━━━━━ The records ━━━━━

PR #26, opened 2026-08-08
fix(deps): update whatsapp-rust-bridge to 0.7.0

jlucaso1:
## Summary

`@oxidezap/whatsapp-rust-bridge` 0.6.5 to 0.7.0.

Nothing new is exposed. 0.7.0 adds roughly fifty operations (newsletter, labels, quick replies, business catalog, server queries, privacy and tokens); none of them is wired up here. This PR is only the bump plus the four runtime behavior changes that came with it.

Observable for a consumer of this package:

- A mistyped argument to a bridge-backed socket method now rejects with `invalid-argument` naming the parameter, where it used to leave the promise pending forever and end the Node process with an uncaught exception.
- An app-state mutation rejected for the caller's own input (mute, pin, archive, star, contact names) now reports `invalid-argument` instead of `internal`.
- `logged_out.reason` is now a written-down string rather than a `Debug` rendering. The values did not change, so no consumer comparison breaks.
- `encryptMediaStream` rejects a non-stream instead of accepting it and failing much deeper.

Type surface: I diffed the emitted `.d.ts` between the two versions with comments stripped. There is no removal, no signature change and no shape change to any exported type. The only deletions are wasm-bindgen glue symbols in `InitOutput`. `npm run lint` (which runs `tsc`) passed on the first try across the roughly 60 import sites, and the `WhatsAppEvent` union is byte-identical, so `Bridge/__tests__/dts-drift.test.ts` needed nothing.

### Public strings no longer come from `Debug` (bridge #28)

`logged_out.reason`, newsletter `verification`/`state`, and newsletter follower `role` used to cross as `format!("{:?}", ...)`. `Debug` is not a stable API, so a variant renamed in the core would have silently changed a string consumers compare, with nothing failing to build on either side.

The important detail, and the one the pre-research guessed the other way: **this is a change of source, not of value.** The mappings emit exactly what `Debug` emitted (`"LoggedOut"`, `"TempBanned"`, `"Verified"`, `"Active"`, `"Owner"`, and `Unknown(499)`-style values for the core's own fallback). Nothing arriving here changed.

What this repository does with it: `evt.reason` is consumed in one place, `src/Socket/events.ts:392`, where it is interpolated into the close message. It decides nothing; the status code is always `DisconnectReason.loggedOut`. `connect_failure.reason` is a separate field and a `number`, so `isReconnectableConnectFailure` is untouched.

Because the string is now a contract rather than an accident, `src/__tests__/auto-reconnect-terminal-close.test.ts` pins all fifteen spellings against the close message a consumer sees, plus the no-reason case. The events are synthetic, so to be precise about what that buys: it pins our half of the contract, that the dispatcher passes the reason through untouched, that the message is exactly the literal `Logged out: ` followed by the reason, and that the status code stays `loggedOut` whatever the reason says. A change on the bridge side of the line is caught by the bridge's own tests, which assert those spellings literally. This test therefore passes on 0.6.5 too, since the values are the same on both.

### A mistyped parameter rejects instead of escaping the caller (bridge #25)

Twenty-four typed parameters were deserialized by tsify's own `FromWasmAbi`, inside the async shim, where a throw escapes as an uncaught exception. The result was the worst of both: the promise never settled, and the process died. 0.7.0 takes them as `JsValue` and deserializes explicitly, rejecting with `invalid-argument` and the parameter name.

The accepted set of values is unchanged (same serde deserialization, different call site), so no valid call started failing.

Our own call sites are type-correct and I checked each one that touches an affected parameter: `readMessages`/`markPlayed` go through `receiptMessageKeys`, which already projects to the exact `{remoteJid, id, participant?}` shape and drops keys missing either required field; `addLidPnMappings` filters before calling; `muteChat`, `sendPresence`, `sendChatState`, the group and block actions, and the media-type parameters are all pass-throughs of typed values. Nothing here needed changing.

`src/__tests__/bridge-argument-rejection.test.ts` covers the new contract: four probes against a real offline bridge client, in a child process so a rejection can be told apart from a call that ends the runner. All of them fail on 0.6.5 and pass on 0.7.0.

They drive the bridge boundary directly rather than the socket methods layered over it, which matters for reading them honestly: `sock.readMessages` filters its input through `receiptMessageKeys` first, so that particular bad value resolves there without ever reaching the bridge. The boundary is still consumer-facing, since `MediaGenerationOptions.processMedia` hands the raw client over.

### A bad argument reports `invalid-argument`, not `internal` (bridge #29)

Six rejections that were about the caller's input said `internal`. The broad one is `AppStateError::InvalidRequest`, which covers every app-state mutation: mute, pin, archive, star, labels, contact names.

Nothing in `src/` branches on a bridge error `kind`; I grepped for `kind`, `serverCode` and code comparisons, including the tests. `src/Utils/generics.ts`'s `getCodeFromWSError` reads transport errors, not bridge errors. So the impact here is entirely in what an end user sees, and no code changed.

Two narrower cases in the same PR do change what a call does. `muteChat` now range-checks its timestamp before the `as i64` cast, so `Infinity` rejects with `invalid-argument` on `muteUntil` instead of saturating to `i64::MAX` and passing every check downstream. That one is covered in the rejection test above.

### `encryptMediaStream` rejects a non-stream (bridge #30)

`input` and `output` were imported class types, which wasm-bindgen casts unchecked, so a plain object was accepted at the boundary and blew up deep inside the stream machinery as another uncaught exception with the call pending forever. 0.7.0 probes each one by calling `getReader()`/`getWriter()` and releasing the lock, and rejects naming the parameter.

This repository never calls `encryptMediaStream` itself. It reaches consumers through `MediaGenerationOptions.processMedia`, which is handed `waClient` typed as a `Pick` of `WasmWhatsAppClient` over `uploadMedia`, `encryptMediaStream` and `uploadEncryptedMediaStream` (`src/Types/Message.ts:359`). The rejection test covers the parameter contract; the happy path with real web streams lives in `src/__tests__/e2e/send-receive-message.test-e2e.ts`, which I could not run locally but which CI ran green on this branch.

Note for anyone passing streams through `processMedia`: the probe consumes and releases a reader/writer, so an already-locked stream is now rejected rather than accepted.

## Bugs this surfaced

One test failure, and it was not a bug in this repository.

`src/__tests__/bridge-free-safety.test.ts` asserted that `free()` with a call in flight dies with dlmalloc's `assertion failed: psize <= size + max_overhead`. On 0.7.0 it dies with `RuntimeError: memory access out of bounds` instead.

I checked before touching it. The assertion string is still compiled into both wasm builds, and both crashes are deterministic across repeated runs (5/5 each). The hazard is unchanged: `free()` with a pending call still corrupts the heap, still ends the process, and awaiting `disconnect()` first still makes it safe, which the suite's other two cases confirm on both versions. What changed is which memory check trips first, a property of the larger 0.7.0 heap layout, not of the invariant `end()` depends on.

So the test was pinning a build detail. It now accepts either fault and additionally requires the stack to come from inside wasm, which the old assertion did not check. That second condition is new coverage, not slack: a crash raised in JS would previously not have been distinguished.

No assertion was loosened elsewhere, no timeout raised, nothing skipped. The other 645 tests passed unchanged.

## Reviewed and no change needed

- **`src/Types/Newsletter.ts` unions.** The pre-research suspected `verification?: 'VERIFIED' | 'UNVERIFIED'` and `mute_state?: 'ON' | 'OFF'` never matched what the bridge sends, and that 0.7.0 might fix a latent bug. Neither is the case. `NewsletterMetadata` in that file is a mirror of upstream Baileys' type, kept for API compatibility, and is not what `sock.newsletterMetadata()` returns: that returns the bridge's `NewsletterMetadataResult`, where `verification` and `state` are plain `string`. Nothing in `src/` compares them to those literals. The unions are correct as upstream mirrors and wrong to "fix" here; the real gap is that `newsletterMetadata()` does not project onto them, which belongs to the newsletter domain, not to a version bump.
- **`connect_failure.reason`.** A `number` (`ConnectFailureReason` wire code), untouched by #28. `isReconnectableConnectFailure` and `mapConnectFailureToDisconnect` in `src/Socket/events.ts` keep working on the same values.
- **Error-code handling.** No path in `src/` reads a bridge error's `kind`, so #29 cannot change control flow here. The one test that asserts on a bridge error (`src/__tests__/group-operations-compatibility.test.ts`) checks `serverCode`, which #29 does not touch.
- **`getMediaConn` doc drift.** The 0.6.5 doc comment claimed `hosts` carried `maxContentLengthBytes`; 0.7.0 corrected the comment. `MediaHost` itself is `{ hostname: string }` in both, so nothing here was relying on a field that was never there.
- **Module split (bridge #26).** `wasm_client.rs` was split per domain. Every type still resolves from the same import path: `dist/whatsapp_rust_bridge.d.ts` is the only declaration file that changed at all, and the comment-stripped diff shows no declaration moved, was removed, or changed shape.
- **`src/Socket/index.ts` logout path.** Builds its own `'Logged out'` Boom independently of `evt.reason`, so the dispatcher's message and this one stay separate as before.

## Coverage

`npm run compat:audit` after: **97.15% (21717/22354)**

Identical across all four categories (exports 85.31%, functions 96.04%, fields 98.00%, events 100.00%). It should be: the audit measures this package's public surface against upstream Baileys, and this PR adds no public method. A move here would have meant a new surface slipped in.

## Follow-ups

Deliberately unused, one domain per PR:

- **Newsletter** (`compat-newsletter.md`): the remaining newsletter operations from bridge #23, plus projecting `newsletterMetadata()` onto the upstream `NewsletterMetadata` shape noted above.
- **Labels, contacts, quick replies** (`compat-labels-contacts-quickreply.md`): `addChatLabel`, `addMessageLabel` and the rest of bridge #21's app-state label actions. The new `QuickReplyUpdate` type arrived with them but no matching `WhatsAppEvent` variant, worth checking how it is delivered before building on it.
- **Business catalog** (`compat-business-catalog.md`): bridge #24, including `getOrder` and the new `ProductAvailability` type.
- **Server queries** (`compat-server-queries.md`): bridge #20's lifecycle and server-side operations, e.g. `cleanDirtyBits`.
- **Privacy and tokens** (`compat-privacy-and-tokens.md`) and **socket internals** (`compat-socket-internals.md`).

Also worth knowing when those land: `assertSessions`' `force` and `getUSyncDevices`' `useCache`/`ignoreZeroDevices` are documented in 0.7.0 as having no effect. The parameters existed before; only the documentation is new.

## Release type

The bump is committed as `fix(deps)`, not `chore(deps)`, and the PR title matches. `.github/workflows/release.yml` records the reason: only feat/fix/perf produce a release, and a chore-typed bridge bump would leave the upgrade sitting on main until an unrelated commit dragged it out.

## Validation

Run locally and green:

- `npm run format`
- `npm test`: 666 tests across 167 suites, 0 failures. 645 across 165 before this PR, so 21 added and none removed.
- `npm run compat:audit`

`npm run test:e2e` could not run locally, since it needs a mock server this environment does not have. CI does have it, and the E2E workflow passed on this branch, which is what covers the `encryptMediaStream` happy path with real `ReadableStream`/`WritableStream` values. All four workflows (Build, Run Tests, Linting, E2E) are green.

Cross-version checks done by hand, against real bridge builds:

- The four rejection probes: 5 failures on 0.6.5, 5 passes on 0.7.0.
- The free-safety crash signature: 3 runs on 0.6.5 all dlmalloc, 5 runs on 0.7.0 all out-of-bounds, and the reworked test passes on both.

### DIFF
--- a/package-lock.json
+++ b/package-lock.json
@@ -10,7 +10,7 @@
       "license": "MIT",
       "dependencies": {
         "@hapi/boom": "^9.1.4",
-        "@oxidezap/whatsapp-rust-bridge": "0.6.5",
+        "@oxidezap/whatsapp-rust-bridge": "0.7.0",
         "long": "^5.3.2",
         "pino": "^10.3.1",
         "protobufjs": "^7.6.5"
@@ -974,9 +974,9 @@
       }
     },
     "node_modules/@oxidezap/whatsapp-rust-bridge": {
-      "version": "0.6.5",
-      "resolved": "https://registry.npmjs.org/@oxidezap/whatsapp-rust-bridge/-/whatsapp-rust-bridge-0.6.5.tgz",
-      "integrity": "sha512-vRkO2vWAG79DWGxp5ffoUvBENO6WloTh1+u1Tsf/s+LQ/VmUAIsCSAuk996MsnmFbCrtKauhSx82EPGWXlt88Q==",
+      "version": "0.7.0",
+      "resolved": "https://registry.npmjs.org/@oxidezap/whatsapp-rust-bridge/-/whatsapp-rust-bridge-0.7.0.tgz",
+      "integrity": "sha512-RD8Ueg+xf2MAIUoYz+rlkHvWyOOEqvafEH6nh7xARq6JvGOcWBYy9xxDwRy03HWP9lVeIYUPeY5lqRYaTH9W6g==",
       "license": "MIT"
     },
     "node_modules/@oxlint/binding-android-arm-eabi": {
--- a/package.json
+++ b/package.json
@@ -75,7 +75,7 @@
   },
   "dependencies": {
     "@hapi/boom": "^9.1.4",
-    "@oxidezap/whatsapp-rust-bridge": "0.6.5",
+    "@oxidezap/whatsapp-rust-bridge": "0.7.0",
     "long": "^5.3.2",
     "pino": "^10.3.1",
     "protobufjs": "^7.6.5"
--- a/src/__tests__/auto-reconnect-terminal-close.test.ts
+++ b/src/__tests__/auto-reconnect-terminal-close.test.ts
@@ -234,11 +234,12 @@ describe('connection.update: terminal disconnects', () => {
  * with nothing here failing to build. Bridge 0.7.0 writes the spellings down
  * instead, keeping every value it already emitted.
  *
- * That makes them a contract, and this is where the contract is observed: the
- * reason is interpolated straight into the close message, so it is the text a
- * consumer logs and greps. It steers nothing, the status code is always
- * `loggedOut`, but a change to it is a change to the public surface, and
- * without this test the next one would pass unnoticed too.
+ * The events are synthetic, so this pins our half of that contract rather than
+ * the bridge's: the dispatcher hands the reason through untouched, the close
+ * message is exactly `Logged out: <reason>`, and the status code stays
+ * `loggedOut` whatever the reason says. The list doubles as the record of which
+ * values the bridge undertakes to emit. A change on the bridge side of the line
+ * is caught by the bridge's own tests, which assert those spellings literally.
  */
 const LOGGED_OUT_REASONS = [
 	'Generic',
--- a/src/__tests__/auto-reconnect-terminal-close.test.ts
+++ b/src/__tests__/auto-reconnect-terminal-close.test.ts
@@ -227,6 +227,56 @@ describe('connection.update: terminal disconnects', () => {
 	}
 })
 
+/**
+ * `logged_out.reason` used to be `format!("{:?}")` on the core's
+ * `ConnectFailureReason`, a `Debug` string, which is not a stable API: a
+ * variant renamed upstream would have silently changed what a consumer reads,
+ * with nothing here failing to build. Bridge 0.7.0 writes the spellings down
+ * instead, keeping every value it already emitted.
+ *
+ * That makes them a contract, and this is where the contract is observed: the
+ * reason is interpolated straight into the close message, so it is the text a
+ * consumer logs and greps. It steers nothing, the status code is always
+ * `loggedOut`, but a change to it is a change to the public surface, and
+ * without this test the next one would pass unnoticed too.
+ */
+const LOGGED_OUT_REASONS = [
+	'Generic',
+	'LoggedOut',
+	'TempBanned',
+	'AccountLocked',
+	'UnknownLogout',
+	'ClientOutdated',
+	'BadUserAgent',
+	'CatExpired',
+	'CatInvalid',
+	'NotFound',
+	'ClientUnknown',
+	'InternalServerError',
+	'Experimental',
+	'ServiceUnavailable',
+	// The core's own fallback for a code it cannot name, carried through.
+	'Unknown(499)'
+]
+
+describe('logged out: the reason reaches the consumer verbatim', () => {
+	for (const reason of LOGGED_OUT_REASONS) {
+		it(`${reason} → 'Logged out: ${reason}'`, () => {
+			const result = dispatch({ type: 'logged_out', data: { reason } })
+
+			expect((result.close?.lastDisconnect?.error as Boom | undefined)?.message).toBe(`Logged out: ${reason}`)
+			expect(result.statusCode).toBe(DisconnectReason.loggedOut)
+		})
+	}
+
+	it('no reason at all → plain "Logged out"', () => {
+		const result = dispatch({ type: 'logged_out', data: {} })
+
+		expect((result.close?.lastDisconnect?.error as Boom | undefined)?.message).toBe('Logged out')
+		expect(result.statusCode).toBe(DisconnectReason.loggedOut)
+	})
+})
+
 describe('connection.update: disconnects the engine retries', () => {
 	for (const { label, event } of RETRYING) {
 		it(`${label} → 'connecting', never 'close'`, () => {
--- a/src/__tests__/bridge-argument-rejection.test.ts
+++ b/src/__tests__/bridge-argument-rejection.test.ts
@@ -8,12 +8,22 @@
  * rejects with `invalid-argument` naming the parameter, and it does the same
  * for a stream parameter that cannot do what a stream does.
  *
- * What this pins is the bridge boundary itself, driven directly, not the socket
- * methods layered over it. The distinction is real: `sock.readMessages` runs its
- * input through `receiptMessageKeys` first, which drops anything without a
- * `remoteJid` and an `id`, so this exact bad value resolves there without ever
- * reaching the bridge. The boundary is still a consumer-facing contract, since
- * `MediaGenerationOptions.processMedia` hands the raw client over.
+ * What this pins is the bridge boundary itself, driven directly. How much of
+ * the socket surface each probe stands for varies, so to be exact about it:
+ *
+ *  - `muteChat` is a bare pass-through on the socket, so that probe is the
+ *    public path, argument and all.
+ *  - `encryptMediaStream` reaches consumers raw, handed over by
+ *    `MediaGenerationOptions.processMedia`.
+ *  - `readMessages` is filtered by `receiptMessageKeys` first, which drops
+ *    anything without a `remoteJid` and an `id`, so through the socket this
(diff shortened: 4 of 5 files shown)


jlucaso1:
Retyped the bump from `chore(deps)` to `fix(deps)`, title included. The Codex P1 was right and it is the one finding here with a shipping consequence: `release.yml` says in so many words that a chore-typed bridge bump releases nothing and leaves the upgrade sitting on main until an unrelated commit drags it out. Same tree, only the messages changed, so the force-push carries no content.

While retyping I also moved `fix(tests): describe the free() hazard...` to `test(bridge): ...`. It changes no shipped code, and `fix` would have listed it in the user-facing changelog as a bug fix.

Everything else that landed since the first push:

- A stalled probe now exits the child immediately. It used to leave its call in flight and carry on to `free()`, which is the heap corruption the sibling suite documents, so the crash got reported instead of the probe that caused it.
- Added a `child.on('error')` handler. A failed spawn was throwing in the runner and leaving the promise pending until the suite timeout.
- Both assertions now carry the child's stderr. It was being collected and never shown, so a child that died during setup failed with `expected false to be true`.
- Reports are written with an awaited write callback instead of `console.log`. stdout is a pipe, and `process.exit()` does not wait for it, so a loaded runner could truncate the run and the parent would read that as a regression.
- Dropped `unreachable` from the fault allowlist. The other two entries name the build that emits them; that one named none.

Two comments I did not act on, with reasons.

**Deriving the logged-out reasons from the bridge instead of injecting them.** Fair as stated, and I have corrected the comment rather than the test: a real `logged_out` event needs a server saying so, which is e2e territory. What the test can pin is our half, and that is now what it claims to pin: the dispatcher passes the reason through untouched, the message is exactly `Logged out: <reason>`, and the status code stays `loggedOut` regardless. The bridge asserts the spellings literally in its own tests.

**Running the rejection probes through `makeWASocket`.** The reading of `receiptMessageKeys` is correct: `sock.readMessages('not-an-array')` iterates the characters, drops every one for lacking `remoteJid` and `id`, and resolves without touching the bridge. So going through the socket would test our normalizer, not the bridge change that is the subject here. I have reworded the comment to say the probes drive the boundary directly and to name that filtering explicitly, and to note the boundary is still consumer-facing because `MediaGenerationOptions.processMedia` hands the raw client over.

**Setting an explicit `cwd` on the spawned child.** Skipped. Node resolves the bare specifiers by walking up from the eval base, so any cwd inside the repo finds `node_modules`, and a cwd outside it means `node --test` matched no test files to begin with. Deriving the root as `SRC/../..` would add an assumption about where the file sits that the code does not currently make.

`npm run lint` and `npm test` (666 tests) green on the retyped branch.

---

jlucaso1:
Checked all three against the branch as it stands.

**`chore(deps)` on the bump — already fixed, before this review landed.** The commit is `d6034c1 fix(deps): update whatsapp-rust-bridge to 0.7.0` and the PR title matches. The finding reads the file diff, which carries no commit type, so it cannot see this either way. Worth saying that the underlying point was right and it was Codex that caught it first; it is the one issue in this PR that would have cost a release.

**The logout-reason comment — already rewritten in 249cbe0.** The quoted phrases ("where the contract is observed", the claim that a bridge-side change would be caught) are gone. What is there now says the events are synthetic and that this pins our half only: the dispatcher passes the reason through untouched, the message format, and the status code staying `loggedOut`. Which is the same correction the finding asks for.

**The probes — half right, and I have made the comment exact rather than restructured the test.** Checked each of the four against its socket wrapper:

- `muteChat` is a bare pass-through (`chat-actions.ts:9`), so `sock.muteChat(jid, Infinity)` reaches the bridge with the bad argument intact. That probe *is* the public path.
- `encryptMediaStream` is handed to consumers raw through `MediaGenerationOptions.processMedia`.
- `readMessages` is absorbed by `receiptMessageKeys`, exactly as described.
- `sendPresence` is absorbed by `sendPresenceUpdate`, though not by filtering: `'nope'` is neither `available` nor `unavailable`, so it falls through to the branch that throws a missing-target-jid Boom (`index.ts:890`) before the bridge is reached.

So the blanket claim does not hold for half the probes, and the previous comment undersold them by lumping all four together. `3d4b4c6` names each one. I am not routing the absorbed two through `makeWASocket`: that would test our normalizers, not the bridge change this file is about, and for `readMessages` it would assert a silent no-op rather than a rejection.

Assertions unchanged, `npm run lint` and `npm test` green.

---

PR #28, opened 2026-08-08
feat(privacy): add call and message privacy controls

jlucaso1:
## Summary

Two methods, one line each. `updateCallPrivacy` sends category `calladd`, `updateMessagesPrivacy` sends `messages`, both through the generic privacy IQ this package already had. Nothing was needed in the core or the bridge.

A third method, `issuePrivacyTokens`, is declared as a no-op that warns once. Actually issuing a token would be a regression.

The privacy family moved out of the socket builder into `src/Socket/privacy.ts` first. That is not cosmetic: inline in `makeWASocket` is the one place in this package a method cannot be reached from a test, and the entire contract of these wrappers is which category string comes out the other side.

## Layer classification

| item | class | why |
|---|---|---|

━━━━━

*To do*:
Only an exact copy of the lines from the beginning of the listing through the line with "### Public strings", both included, belongs in the answer.

*Answer*:
PR #26, opened 2026-08-08
fix(deps): update whatsapp-rust-bridge to 0.7.0

jlucaso1:
## Summary

`@oxidezap/whatsapp-rust-bridge` 0.6.5 to 0.7.0.

Nothing new is exposed. 0.7.0 adds roughly fifty operations (newsletter, labels, quick replies, business catalog, server queries, privacy and tokens); none of them is wired up here. This PR is only the bump plus the four runtime behavior changes that came with it.

Observable for a consumer of this package:

- A mistyped argument to a bridge-backed socket method now rejects with `invalid-argument` naming the parameter, where it used to leave the promise pending forever and end the Node process with an uncaught exception.
- An app-state mutation rejected for the caller's own input (mute, pin, archive, star, contact names) now reports `invalid-argument` instead of `internal`.
- `logged_out.reason` is now a written-down string rather than a `Debug` rendering. The values did not change, so no consumer comparison breaks.
- `encryptMediaStream` rejects a non-stream instead of accepting it and failing much deeper.

Type surface: I diffed the emitted `.d.ts` between the two versions with comments stripped. There is no removal, no signature change and no shape change to any exported type. The only deletions are wasm-bindgen glue symbols in `InitOutput`. `npm run lint` (which runs `tsc`) passed on the first try across the roughly 60 import sites, and the `WhatsAppEvent` union is byte-identical, so `Bridge/__tests__/dts-drift.test.ts` needed nothing.

### Public strings no longer come from `Debug` (bridge #28)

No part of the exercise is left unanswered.